= REQUIREMENT =
Look at every line of the material and count the ones holding the word "option". The answer is the number only.

= RECORD SET =

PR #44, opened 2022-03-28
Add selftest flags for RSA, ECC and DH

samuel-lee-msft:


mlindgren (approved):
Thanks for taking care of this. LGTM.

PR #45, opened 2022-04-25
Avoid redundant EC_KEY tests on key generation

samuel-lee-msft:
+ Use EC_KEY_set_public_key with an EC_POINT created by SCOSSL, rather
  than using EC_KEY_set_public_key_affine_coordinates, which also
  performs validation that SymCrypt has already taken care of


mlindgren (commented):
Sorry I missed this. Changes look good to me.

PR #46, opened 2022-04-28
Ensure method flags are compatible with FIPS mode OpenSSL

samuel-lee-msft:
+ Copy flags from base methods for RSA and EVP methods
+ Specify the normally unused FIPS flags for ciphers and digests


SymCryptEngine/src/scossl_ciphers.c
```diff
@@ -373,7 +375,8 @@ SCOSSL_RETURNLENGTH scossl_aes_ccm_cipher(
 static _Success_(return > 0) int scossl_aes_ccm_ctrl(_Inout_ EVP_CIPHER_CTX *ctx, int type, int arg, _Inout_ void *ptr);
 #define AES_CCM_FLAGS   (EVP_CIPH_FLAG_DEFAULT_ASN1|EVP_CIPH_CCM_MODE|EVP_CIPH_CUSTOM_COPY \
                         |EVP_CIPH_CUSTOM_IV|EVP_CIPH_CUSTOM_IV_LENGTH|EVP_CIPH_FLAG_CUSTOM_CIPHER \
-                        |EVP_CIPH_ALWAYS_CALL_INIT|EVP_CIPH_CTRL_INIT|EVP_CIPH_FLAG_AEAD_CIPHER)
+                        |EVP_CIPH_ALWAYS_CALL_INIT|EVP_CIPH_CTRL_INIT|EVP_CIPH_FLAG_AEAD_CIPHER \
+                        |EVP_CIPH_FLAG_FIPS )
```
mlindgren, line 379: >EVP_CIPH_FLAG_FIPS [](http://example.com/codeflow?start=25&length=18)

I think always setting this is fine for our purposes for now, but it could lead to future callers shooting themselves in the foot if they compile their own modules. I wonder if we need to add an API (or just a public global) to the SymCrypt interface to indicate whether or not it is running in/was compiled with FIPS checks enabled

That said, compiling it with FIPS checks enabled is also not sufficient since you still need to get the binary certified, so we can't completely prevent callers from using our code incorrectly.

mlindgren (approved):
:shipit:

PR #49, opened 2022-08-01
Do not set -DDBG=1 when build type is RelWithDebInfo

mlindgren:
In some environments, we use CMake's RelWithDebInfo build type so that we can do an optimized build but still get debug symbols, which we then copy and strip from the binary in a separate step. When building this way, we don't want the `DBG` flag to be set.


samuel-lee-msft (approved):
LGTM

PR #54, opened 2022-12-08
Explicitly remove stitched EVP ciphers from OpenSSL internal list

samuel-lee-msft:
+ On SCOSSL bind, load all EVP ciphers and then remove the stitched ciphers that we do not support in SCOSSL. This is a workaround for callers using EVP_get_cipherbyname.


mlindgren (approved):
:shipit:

---

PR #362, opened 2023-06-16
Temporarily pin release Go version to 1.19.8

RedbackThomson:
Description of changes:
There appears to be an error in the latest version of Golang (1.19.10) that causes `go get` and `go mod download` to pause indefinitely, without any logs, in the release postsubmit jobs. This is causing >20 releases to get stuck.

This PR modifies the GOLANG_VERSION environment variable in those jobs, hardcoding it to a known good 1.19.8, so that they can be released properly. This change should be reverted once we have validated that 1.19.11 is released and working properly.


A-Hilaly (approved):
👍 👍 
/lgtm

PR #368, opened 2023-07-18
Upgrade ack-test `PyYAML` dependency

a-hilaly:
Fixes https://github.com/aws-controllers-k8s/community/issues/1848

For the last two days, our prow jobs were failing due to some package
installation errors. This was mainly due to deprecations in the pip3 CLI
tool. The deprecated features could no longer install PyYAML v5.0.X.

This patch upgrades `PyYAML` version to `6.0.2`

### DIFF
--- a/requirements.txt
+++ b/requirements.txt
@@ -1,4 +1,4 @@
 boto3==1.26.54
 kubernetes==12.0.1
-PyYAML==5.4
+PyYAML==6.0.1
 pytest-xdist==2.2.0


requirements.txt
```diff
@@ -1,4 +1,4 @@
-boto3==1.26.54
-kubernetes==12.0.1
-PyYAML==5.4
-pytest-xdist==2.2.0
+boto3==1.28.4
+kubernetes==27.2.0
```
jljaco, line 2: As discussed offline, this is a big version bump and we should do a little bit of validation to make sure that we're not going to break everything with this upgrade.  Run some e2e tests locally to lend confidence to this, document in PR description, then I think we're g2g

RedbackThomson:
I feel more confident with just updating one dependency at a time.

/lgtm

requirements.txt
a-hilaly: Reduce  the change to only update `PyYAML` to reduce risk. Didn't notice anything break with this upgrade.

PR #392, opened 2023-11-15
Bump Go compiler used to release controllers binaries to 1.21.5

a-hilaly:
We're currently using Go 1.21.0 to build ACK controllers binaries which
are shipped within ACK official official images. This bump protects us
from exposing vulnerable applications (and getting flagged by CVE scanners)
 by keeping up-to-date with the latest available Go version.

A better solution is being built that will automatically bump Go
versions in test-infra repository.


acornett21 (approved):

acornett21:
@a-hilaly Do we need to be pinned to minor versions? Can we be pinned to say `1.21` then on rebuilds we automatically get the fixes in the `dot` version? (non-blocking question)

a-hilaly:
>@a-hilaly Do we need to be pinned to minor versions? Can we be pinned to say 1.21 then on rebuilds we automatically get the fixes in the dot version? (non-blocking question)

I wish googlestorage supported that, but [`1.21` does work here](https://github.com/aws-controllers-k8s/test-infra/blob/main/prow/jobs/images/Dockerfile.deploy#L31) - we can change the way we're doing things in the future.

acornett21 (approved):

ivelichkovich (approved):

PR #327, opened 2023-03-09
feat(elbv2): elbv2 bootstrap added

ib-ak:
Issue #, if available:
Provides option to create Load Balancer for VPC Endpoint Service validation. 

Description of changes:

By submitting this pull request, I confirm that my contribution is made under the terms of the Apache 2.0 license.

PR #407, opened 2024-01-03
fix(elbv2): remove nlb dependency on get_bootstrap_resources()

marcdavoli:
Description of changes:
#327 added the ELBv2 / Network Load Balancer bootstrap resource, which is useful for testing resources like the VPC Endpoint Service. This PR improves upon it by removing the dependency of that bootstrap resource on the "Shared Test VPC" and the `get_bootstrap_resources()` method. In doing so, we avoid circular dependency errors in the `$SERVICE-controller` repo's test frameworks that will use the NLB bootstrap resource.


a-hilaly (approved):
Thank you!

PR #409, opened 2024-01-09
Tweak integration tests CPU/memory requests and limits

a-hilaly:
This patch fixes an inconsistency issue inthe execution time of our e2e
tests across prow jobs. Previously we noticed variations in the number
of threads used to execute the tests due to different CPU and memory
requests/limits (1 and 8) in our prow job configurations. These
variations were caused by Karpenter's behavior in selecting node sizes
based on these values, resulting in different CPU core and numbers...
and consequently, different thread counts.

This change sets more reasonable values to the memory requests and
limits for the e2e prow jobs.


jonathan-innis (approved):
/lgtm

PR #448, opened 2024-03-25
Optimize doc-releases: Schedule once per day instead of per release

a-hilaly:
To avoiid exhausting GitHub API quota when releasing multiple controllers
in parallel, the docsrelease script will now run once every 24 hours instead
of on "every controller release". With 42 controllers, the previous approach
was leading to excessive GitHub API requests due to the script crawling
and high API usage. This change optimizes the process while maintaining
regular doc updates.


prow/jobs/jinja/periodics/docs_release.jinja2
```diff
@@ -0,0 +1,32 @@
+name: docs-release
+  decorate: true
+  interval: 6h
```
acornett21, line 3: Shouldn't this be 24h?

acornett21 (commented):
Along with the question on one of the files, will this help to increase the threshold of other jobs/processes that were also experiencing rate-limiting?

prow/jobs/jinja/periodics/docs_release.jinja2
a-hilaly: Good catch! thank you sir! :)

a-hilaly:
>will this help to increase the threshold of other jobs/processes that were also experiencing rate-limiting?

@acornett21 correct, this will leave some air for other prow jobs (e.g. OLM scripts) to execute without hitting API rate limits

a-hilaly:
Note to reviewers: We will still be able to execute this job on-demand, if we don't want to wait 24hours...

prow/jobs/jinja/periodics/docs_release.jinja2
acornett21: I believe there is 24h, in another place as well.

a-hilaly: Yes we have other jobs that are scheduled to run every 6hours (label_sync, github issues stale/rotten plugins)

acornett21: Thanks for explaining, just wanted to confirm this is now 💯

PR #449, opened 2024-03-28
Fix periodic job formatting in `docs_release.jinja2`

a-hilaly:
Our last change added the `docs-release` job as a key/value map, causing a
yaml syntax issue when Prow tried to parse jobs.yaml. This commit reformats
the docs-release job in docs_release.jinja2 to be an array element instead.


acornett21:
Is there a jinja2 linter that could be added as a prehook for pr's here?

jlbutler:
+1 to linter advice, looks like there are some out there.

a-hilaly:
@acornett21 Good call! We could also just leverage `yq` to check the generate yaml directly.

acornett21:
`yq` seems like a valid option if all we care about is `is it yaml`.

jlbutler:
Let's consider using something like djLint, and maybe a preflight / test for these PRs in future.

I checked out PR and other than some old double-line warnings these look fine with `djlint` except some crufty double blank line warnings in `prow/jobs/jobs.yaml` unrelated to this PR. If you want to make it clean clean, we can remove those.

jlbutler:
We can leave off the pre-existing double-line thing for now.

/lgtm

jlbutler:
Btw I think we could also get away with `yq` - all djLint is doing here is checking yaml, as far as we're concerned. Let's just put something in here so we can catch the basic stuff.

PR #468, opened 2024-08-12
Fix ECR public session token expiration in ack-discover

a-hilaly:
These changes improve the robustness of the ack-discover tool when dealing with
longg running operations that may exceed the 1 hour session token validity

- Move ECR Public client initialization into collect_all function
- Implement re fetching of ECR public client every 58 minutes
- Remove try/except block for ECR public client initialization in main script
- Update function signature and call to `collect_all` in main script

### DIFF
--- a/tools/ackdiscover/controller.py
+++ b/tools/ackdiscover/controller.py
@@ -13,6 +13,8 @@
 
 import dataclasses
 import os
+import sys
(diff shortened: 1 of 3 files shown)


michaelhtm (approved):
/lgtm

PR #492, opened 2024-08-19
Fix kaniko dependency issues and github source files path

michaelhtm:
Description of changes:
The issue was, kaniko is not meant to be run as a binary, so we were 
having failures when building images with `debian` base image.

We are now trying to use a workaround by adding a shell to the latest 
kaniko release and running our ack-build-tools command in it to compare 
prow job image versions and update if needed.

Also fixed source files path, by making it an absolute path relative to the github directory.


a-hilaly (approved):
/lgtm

---

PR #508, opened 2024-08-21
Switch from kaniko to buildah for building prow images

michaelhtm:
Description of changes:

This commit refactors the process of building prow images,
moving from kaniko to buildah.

= EXPECTED ANSWER =
2